- [THE TASK]: The answer must consist of each line below that holds the word "deprecate", copied as it stands.
PROVIDED ENTRIES Start Marker
PR #186, opened 2017-08-29
Populate restApiuri and scheme in metacatContextRequst

zhljen:


metacat-common/src/main/java/com/netflix/metacat/common/MetacatRequestContext.java
```diff
@@ -65,18 +73,21 @@
...
+     * @param apiPathPrefix   the path prefix of rest api
      */
     public MetacatRequestContext(
         @Nullable final String userName,
         @Nullable final String clientAppName,
         @Nullable final String clientId,
         @Nullable final String jobId,
-        @Nullable final String dataTypeContext
+        @Nullable final String dataTypeContext,
+        @Nullable final String apiPathPrefix
```
tgianos: This should just be API version and it should probably be an integer. If you intend to capture something like `thrift` vs. `http` then you're talking about some sort of invocation scheme. I'd recommend breaking it up into two fields for clarity to save parsing later on as more API versions or layers cold be added.

metacat-main/src/main/java/com/netflix/metacat/main/api/ApiFilter.java
```diff
@@ -65,14 +65,21 @@ public void doFilter(
         final String clientHost = httpServletRequest.getHeader("X-Forwarded-For");
         final String jobId = httpServletRequest.getHeader(MetacatRequestContext.HEADER_KEY_JOB_ID);
         final String dataTypeContext = httpServletRequest.getHeader(MetacatRequestContext.HEADER_KEY_DATA_TYPE_CONTEXT);
+        String apiVersion = null;
+        for (Object version: MetacatRequestContext.REST_API_PATH_PREFIX) {
```
tgianos: Why is this an object and not a String?

metacat-main/src/main/java/com/netflix/metacat/main/api/ApiFilter.java
```diff
@@ -65,14 +65,21 @@ public void doFilter(
...
+            if (httpServletRequest.getRequestURI().startsWith((String) version)) {
+                apiVersion = (String) version;
```
tgianos: I think this is pretty inefficient to do this on every request when the request is already being filtered and checked by the web framework. I think a possible cleaner design would be to instantiate multiple instances of this filter and bind them to the different paths and set the `apiVersion` in the constructor and use it here as a constant. That way once the filter is invoked you're already in the right path. Simply put you could have two filters one instantiated for `0` listening on `/mds/v0/*` and one instantiated for `1` listening on `/mds/v1/*` each would only be invoked when those paths are requested. No need to do extra checking on the path. That would be my suggestion or something similar that doesn't involve so much coding of constants and instead relies on configuration and re-use.

tgianos: As a total aside are we tied to this whole `/mds` thing? when we deprecate `v0` can we move it to something like `/api`? Might just be my OCD talking though haha

tgianos:
@ajoymajumdar as a total aside are we tied to this whole `/mds` thing? When we deprecate `v0` can we move it to something like `/api`? Might just be my OCD talking though.

tgianos:
@zhljen you need to rebase this PR

zhljen:
I think it through and decide to capture the whole request uri and scheme ( http/thrft) in the context, i.e. just two extra get calls in the filter. Later on, we will put more complex logic in the retrieval part to get the version, path, scheme. I tried to publish them in keystone and the current keystone publisher is an event listener, which is an event listener and won't have the big impact to the whole performance comparing to the filter.

metacat-common/src/main/java/com/netflix/metacat/common/MetacatRequestContext.java
```diff
@@ -48,14 +51,22 @@
...
     private final String id = UUID.randomUUID().toString();
     // TODO: Move to Java 8 and use java.time.Instant
     private final long timestamp = new Date().getTime();
-    private final String userName;
-    private final String clientAppName;
-    private final String clientId;
-    private final String jobId;
-    private final String dataTypeContext;
+
+    private String userName;
```
tgianos: These variables should all be final as the request context should be immutable.

zhljen:
Changed metacatContextRequest to immutable and updated the PR.

metacat-common/src/main/java/com/netflix/metacat/common/MetacatRequestContext.java
```diff
@@ -65,18 +87,141 @@
...
+     * @return the builder class for MetacatRequestContext
+     */
+    public static MetacatRequestContext.MetacatRequestContextBuilder builder() {
+        return new MetacatRequestContext.MetacatRequestContextBuilder();
+    }
+
+    /**
+     * MetacatRequestContext builder class.
+     */
+    public static class MetacatRequestContextBuilder {
```
tgianos: I'm pretty sure there's a bug in here. Since the `apiUri` and the `scheme` can't be null in the actual instance this builder has no required parameters or default settings for those variables. If the setters aren't called the fields in this builder remain `null` and when the `build` method is called nulls will be passed to the parameterized constructor above. In the default constructor below you should probably assign your api and scheme to whatever default values you wanted.

metacat-common/src/main/java/com/netflix/metacat/common/MetacatRequestContext.java
```diff
@@ -65,18 +87,141 @@
...
+        private String buserName;
+        private String bclientAppName;
```
tgianos: the camel casing here doesn't look right. Shouldn't it be `bUserName`?

PR #187, opened 2017-09-05
upgrading elasticsearch to 5.x.

zhljen:


build.gradle
```diff
@@ -138,6 +138,10 @@ configure(javaProjects) {
             dependency("org.glassfish.jersey.containers:jersey-container-servlet:2.19")
             dependency("org.glassfish.jersey.media:jersey-media-json-jackson:2.19")
             dependency("org.spockframework:spock-guice:1.0-groovy-2.4")
+            /**es 5.4.1 dependencies*/
+            dependency("org.elasticsearch.client:transport:5.4.1")
+            dependency("org.apache.logging.log4j:log4j-api:2.7")
```
tgianos: Why do we need these explicitly here?

metacat-main/build.gradle
```diff
@@ -29,9 +29,12 @@ dependencies {
     compile(project(":metacat-common"))
     compile(project(":metacat-common-server"))
     compile(project(":metacat-thrift"))
-    compile("org.elasticsearch:elasticsearch")
+    compile("org.elasticsearch.client:transport")
+
     compile("com.amazonaws:aws-java-sdk-sns")
     compile("joda-time:joda-time")
+    compile("org.apache.logging.log4j:log4j-api")
```
tgianos: Is there a reason we're using log4j like this here instead of using slf4j/logback like everywhere else?

metacat-main/src/main/java/com/netflix/metacat/main/configs/ElasticSearchConfig.java
```diff
@@ -27,34 +27,41 @@
...
+ * @author zhenl
  * @since 1.1.0
  */
-//TODO: Look into spring data elasticsearch to replace this
+@Slf4j
 @Configuration
 @ConditionalOnProperty(value = "metacat.elasticsearch.enabled", havingValue = "true")
 public class ElasticSearchConfig {
 
+    private static final String TCP_CONNECTION_TIMEOUT = "60s";
```
tgianos: With this being used only once maybe you should just have it as a local variable? Additionally this looks like something that would want to be a property with a default value.

build.gradle
zhljen: To pin the version of elasticSearch client instead of relying on the default one.  I removed the dependency of org.apache.logging.log4j:log4j-api:2.7.

metacat-main/src/main/java/com/netflix/metacat/main/configs/ElasticSearchConfig.java
zhljen: Ok. Don't think we need to make it configurable. Roll back the code to previous.

metacat-main/build.gradle
ajoymajumdar: Then why do we have to explicitly depend on it. It does not get it transitively

metacat-main/src/main/java/com/netflix/metacat/main/services/search/ElasticSearchDoc.java
```diff
@@ -51,11 +53,13 @@
 
     private String id;
     private Object dto;
+    private final String timestamp = String.valueOf(Instant.now().toEpochMilli());
```
ajoymajumdar: Can we set the timestamp in the constructor and have this as null by default

metacat-main/build.gradle
zhljen: It may change based on the spring boot version.
want to set it to a specific version, which the cluster is.

metacat-main/src/main/java/com/netflix/metacat/main/services/search/ElasticSearchDoc.java
zhljen: Why do we want to put null as default? This field is always required.

ajoymajumdar: When we read the document from elasticsearch, how will you populate this Object?

metacat-main/src/main/java/com/netflix/metacat/main/services/search/ElasticSearchEventHandlers.java
```diff
@@ -250,9 +249,9 @@ private void updateEntitiesWithSameUri(final String metadataType, final TableDto
             final List<String> ids = es.getTableIdsByUri(metadataType, dto.getDataUri());
             ids.remove(dto.getName().toString());
             if (!ids.isEmpty()) {
-                final ObjectNode node = metacatJsonLocator.emptyObjectNode();
-                node.set("dataMetadata", dto.getDataMetadata());
-                es.updates(ElasticSearchDoc.Type.table.name(), ids, metacatRequestContext, node);
+               final ElasticSearchDoc doc = new ElasticSearchDoc(dto.getName().toString(), dto,
```
ajoymajumdar: Is this correct?

metacat-main/src/main/java/com/netflix/metacat/main/services/search/ElasticSearchDoc.java
zhljen: I am not aware of this use-case.Needs a bit explain how to use it after reading from the es. If we need to update a certain field, we can upload the fields explicitly.

metacat-main/src/main/java/com/netflix/metacat/main/services/search/ElasticSearchEventHandlers.java
zhljen: I am not sure what the previous code is doing to be honest. In the new world, the API does not take in the node, we can talk about it and update.

metacat-main/src/main/java/com/netflix/metacat/main/services/search/ElasticSearchUtilImpl.java
```diff
@@ -90,13 +90,14 @@
...
-     * @param config      config
-     * @param metacatJson json utility
-     * @param elasticSearchMetric    elastic search metric
+     * @param client              elastic search client
+     * @param config              config
+     * @param metacatJson         json utility
+     * @param elasticSearchMetric elastic search metric
      */
     public ElasticSearchUtilImpl(
         @Nullable final Client client,
```
ajoymajumdar: Does the new ES client have retry logic? If so, can we use that instead of us handling the retry logic.

metacat-main/src/main/java/com/netflix/metacat/main/services/search/ElasticSearchUtilImpl.java
```diff
@@ -646,35 +641,44 @@ private void softDeleteDoc(
...
+            log.error("Failed saving metadata of index {} type {} with id {}: {}. {}",
+                index, type, id, doc.getDto(), e);
             this.elasticSearchMetric.getElasticSearchSaveFailureCounter().increment();
             log("ElasticSearchUtil.saveToIndex", type, id, null, e.getMessage(), e, true, index);
         }
     }
 
     private static List<String> getIds(final SearchResponse response) {
-        return FluentIterable.from(response.getHits()).transform(SearchHit::getId).toList();
+        final List<String> ret = Lists.newArrayList();
```
ajoymajumdar: Why cant we use the Iterable?

metacat-main/src/main/java/com/netflix/metacat/main/services/search/ElasticSearchUtilImpl.java
```diff
@@ -646,35 +641,44 @@ private void softDeleteDoc(
...
+        for (SearchHit hit : response.getHits().getHits()) {
+            ret.add(hit.getId());
+        }
+        return ret;
     }
 
     private <T> List<T> parseResponse(final SearchResponse response, final Class<T> valueType) {
-        return FluentIterable.from(response.getHits()).transform(hit -> {
+        final List<T> ret = Lists.newArrayList();
```
ajoymajumdar: Why cant we use the Iterable?

metacat-main/src/main/java/com/netflix/metacat/main/services/search/ElasticSearchEventHandlers.java
zhljen: Updated the logic to previous implementation.

metacat-main/src/main/java/com/netflix/metacat/main/services/search/ElasticSearchDoc.java
zhljen: Agreed. Moved timestamp init to constructor.

metacat-main/src/main/java/com/netflix/metacat/main/services/search/ElasticSearchUtilImpl.java
zhljen: No it doesn't have the retry logic.

metacat-main/build.gradle
```diff
@@ -74,14 +75,16 @@ dependencies {
     runtime("io.springfox:springfox-swagger-ui")
     runtime("org.webjars:hal-browser")
     runtime("org.springframework:spring-aspects")
+    runtime("org.apache.logging.log4j:log4j-api")
```
ajoymajumdar: This can be removed since log4j-core gets log4j-api

zhljen:
Bring back the previous elasticSearch using embedded es server.

metacat-main/build.gradle
```diff
@@ -74,14 +75,16 @@ dependencies {
...
+    runtime("org.apache.logging.log4j:log4j-core")
 
     /*******************************
      * Test Dependencies
      *******************************/
 
     testCompile(project(":metacat-testdata-provider"))
-
     testCompile("io.airlift:testing-mysql-server")
+    testCompile("org.apache.logging.log4j:log4j-core")
```
ajoymajumdar: Can we change this to testRuntime?

zhljen: Yes, tried that. The build process will fail using testRuntime
:metacat-main:compileTestGroovy
> Unable to load class org.elasticsearch.node.Node due to missing dependency org/apache/logging/log4j/Logger

metacat-main/src/main/java/com/netflix/metacat/main/services/search/ElasticSearchEventHandlers.java
```diff
@@ -236,23 +237,25 @@ public void metacatUpdateTablePostEventHandler(final MetacatUpdateTablePostEvent
...
-                                           final MetacatRequestContext metacatRequestContext) {
+                                           final String userName) {
         if (dto.isDataExternal()) {
             final List<String> ids = es.getTableIdsByUri(metadataType, dto.getDataUri());
             ids.remove(dto.getName().toString());
             if (!ids.isEmpty()) {
                 final ObjectNode node = metacatJsonLocator.emptyObjectNode();
-                node.set("dataMetadata", dto.getDataMetadata());
-                es.updates(ElasticSearchDoc.Type.table.name(), ids, metacatRequestContext, node);
+                node.set(ElasticSearchDoc.Field.DATA_METADATA, dto.getDataMetadata());
```
ajoymajumdar: why are we not setting the timestamp?

metacat-main/src/main/java/com/netflix/metacat/main/services/search/ElasticSearchUtilImpl.java
```diff
@@ -90,13 +90,14 @@
...
-     * @param client      elastic search client
-     * @param config      config
-     * @param metacatJson json utility
-     * @param elasticSearchMetric    elastic search metric
+     * @param client              elastic search client
+     * @param config              config
+     * @param metacatJson         json utility
+     * @param elasticSearchMetric elastic search metric
      */
     public ElasticSearchUtilImpl(
```
ajoymajumdar: We need to set the timestamp on softDelete, update and create.

metacat-main/src/main/java/com/netflix/metacat/main/services/search/ElasticSearchUtilImpl.java
```diff
@@ -371,7 +355,7 @@ private ObjectNode toJsonObject(final ElasticSearchDoc elasticSearchDoc) {
         final QueryBuilder queryBuilder = QueryBuilders.boolQuery()
             .must(QueryBuilders.termsQuery("name.qualifiedName.tree", names))
             .must(QueryBuilders.termQuery("deleted_", false))
-            .must(QueryBuilders.rangeQuery("_timestamp").lte(marker.toDate()))
+            .must(QueryBuilders.rangeQuery(ElasticSearchDoc.Field.TIMESTAMP).lte(marker.toDate()))
```
ajoymajumdar: Does this work? We are storing the timestamp in epoch millis.

zhljen: I will update to milli for comparison.

ajoymajumdar: Please add a test case

metacat-main/src/test/resources/search/mapping/metacat.json
```diff
@@ -1,6 +1,7 @@
 {
     "settings": {
-        "index":{"number_of_shards":10},
+        "index":{"number_of_shards":5,
+                 "max_result_window": 2147483647},
```
ajoymajumdar: Why are we setting this property high?

zhljen: We discussed yesterday, it's needed as setting the size in the query.
 final SearchRequestBuilder request = client.prepareSearch(esIndex)
            .setTypes(type)
            .setSearchType(SearchType.QUERY_THEN_FETCH)
            .setQuery(queryBuilder)
            .setSize(Integer.MAX_VALUE);

metacat-main/src/test/resources/search/mapping/metacat.json
```diff
@@ -15,71 +16,47 @@
...
                         "inputFormat": {
-                            "type": "string",
-                            "fields": {
-                                "raw": {
-                                    "type": "string",
-                                    "index": "not_analyzed"
-                                }
-                            }
+                            "type": "keyword",
+                            "index": true
```
ajoymajumdar: We should set this to:
{
  "inputFormat": {
    "type" "text",
   "index" = true,
    "fields": {
      "keyword": {
        "type": "keyword",
        "ignore_above": 256
      }
    }
  }
}

ajoymajumdar: Same applies to outputformat, owner, uri and serializationLib

metacat-main/src/test/resources/search/mapping/metacat.json
```diff
@@ -154,59 +131,59 @@
...
                         }
                     }
                 },
+                "timestamp": {
+                  "type": "date",
+                  "format": "epoch_millis",
+                  "index": true
+                },
                 "user_": {
-                    "type": "string",
```
ajoymajumdar: Need keyword and text like inputFormat

metacat-main/src/test/resources/search/mapping/metacat.json
```diff
@@ -154,59 +131,59 @@
...
                         "qualifiedName": {
-                            "type": "string",
-                            "index": "not_analyzed",
+                            "type": "keyword",
+                            "index": true,
                             "fields": {
                                 "tree": {
-                                    "type": "string",
+                                    "type": "text",
                                     "analyzer": "paths"
```
ajoymajumdar: Do we have to say index=true for the property 'tree'.

zhljen:
Updated the mapping based on comments.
PROVIDED ENTRIES End Marker
- [TASK ANSWER]:
tgianos: As a total aside are we tied to this whole `/mds` thing? when we deprecate `v0` can we move it to something like `/api`? Might just be my OCD talking though haha
@ajoymajumdar as a total aside are we tied to this whole `/mds` thing? When we deprecate `v0` can we move it to something like `/api`? Might just be my OCD talking though.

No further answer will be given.